Problem requirements:
The full listing should be set down exactly as it reads.

(Input material Opens)

PR #17846, opened 2021-08-02
Remove checking for /proc existence

avkarenow:
### Description:

Currently the '-e' option in `ps` is not used and looks like /proc is no more needed to detect a running process.
The change can make CliMulti usable on some systems like FreeBSD, OpenBSD or macOS.

Tested on FreeBSD without /proc mounted.

### Review

* [ ] Functional review done
* [ ] Code review done

### DIFF
--- a/core/CliMulti/Process.php
+++ b/core/CliMulti/Process.php
@@ -236,10 +236,6 @@ class Process
             $reasons[] = 'awk is not available or did not run as we would expect it to';
         }
 
-        if (!self::isProcFSMounted() && !SettingsServer::isMac()) {
-            $reasons[] = 'procfs is not mounted';
-        }
-
         return $reasons;
     }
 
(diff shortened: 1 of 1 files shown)


diosmosis:
I'm not sure we can just remove this code, since we added it for a reason and can't test every possible system that might use Matomo. Instead we could provide a DI config option to disable the check, and check for more OSes (that are verified not to need the check), plus a faq that we link to. Thoughts @tsteur ?

tsteur:
I just checked it was added in https://github.com/matomo-org/matomo/commit/c076fdb4f27dc9a75191a16132e8b9bdb9cb810f  because of https://github.com/matomo-org/matomo/issues/5041

If I understand it right we used to use `ps -e` and `ps -ex` which required proc to be there. We are now only using `ps x` so I reckon we can likely indeed remove it like @avkarenow described as well.

@avkarenow can you confirm `ps x` works for you and when removing these lines then the archiving still works for you?

avkarenow:
Everything works fine on FreeBSD 12.2. I run it once every day without any problem with archiving on two systems.

tsteur:
I reckon it could be good merging this 👍  If there was any regression afterwards then we may need to change it again but wouldn't expect this to regress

(Input material Closes)

Answer area:
PR #17846, opened 2021-08-02
Remove checking for /proc existence

avkarenow:
### Description:

Currently the '-e' option in `ps` is not used and looks like /proc is no more needed to detect a running process.
The change can make CliMulti usable on some systems like FreeBSD, OpenBSD or macOS.

Tested on FreeBSD without /proc mounted.

### Review

* [ ] Functional review done
* [ ] Code review done

### DIFF
--- a/core/CliMulti/Process.php
+++ b/core/CliMulti/Process.php
@@ -236,10 +236,6 @@ class Process
             $reasons[] = 'awk is not available or did not run as we would expect it to';
         }
 
-        if (!self::isProcFSMounted() && !SettingsServer::isMac()) {
-            $reasons[] = 'procfs is not mounted';
-        }
-
         return $reasons;
     }
 
(diff shortened: 1 of 1 files shown)


diosmosis:
I'm not sure we can just remove this code, since we added it for a reason and can't test every possible system that might use Matomo. Instead we could provide a DI config option to disable the check, and check for more OSes (that are verified not to need the check), plus a faq that we link to. Thoughts @tsteur ?

tsteur:
I just checked it was added in https://github.com/matomo-org/matomo/commit/c076fdb4f27dc9a75191a16132e8b9bdb9cb810f  because of https://github.com/matomo-org/matomo/issues/5041

If I understand it right we used to use `ps -e` and `ps -ex` which required proc to be there. We are now only using `ps x` so I reckon we can likely indeed remove it like @avkarenow described as well.

@avkarenow can you confirm `ps x` works for you and when removing these lines then the archiving still works for you?

avkarenow:
Everything works fine on FreeBSD 12.2. I run it once every day without any problem with archiving on two systems.

tsteur:
I reckon it could be good merging this 👍  If there was any regression afterwards then we may need to change it again but wouldn't expect this to regress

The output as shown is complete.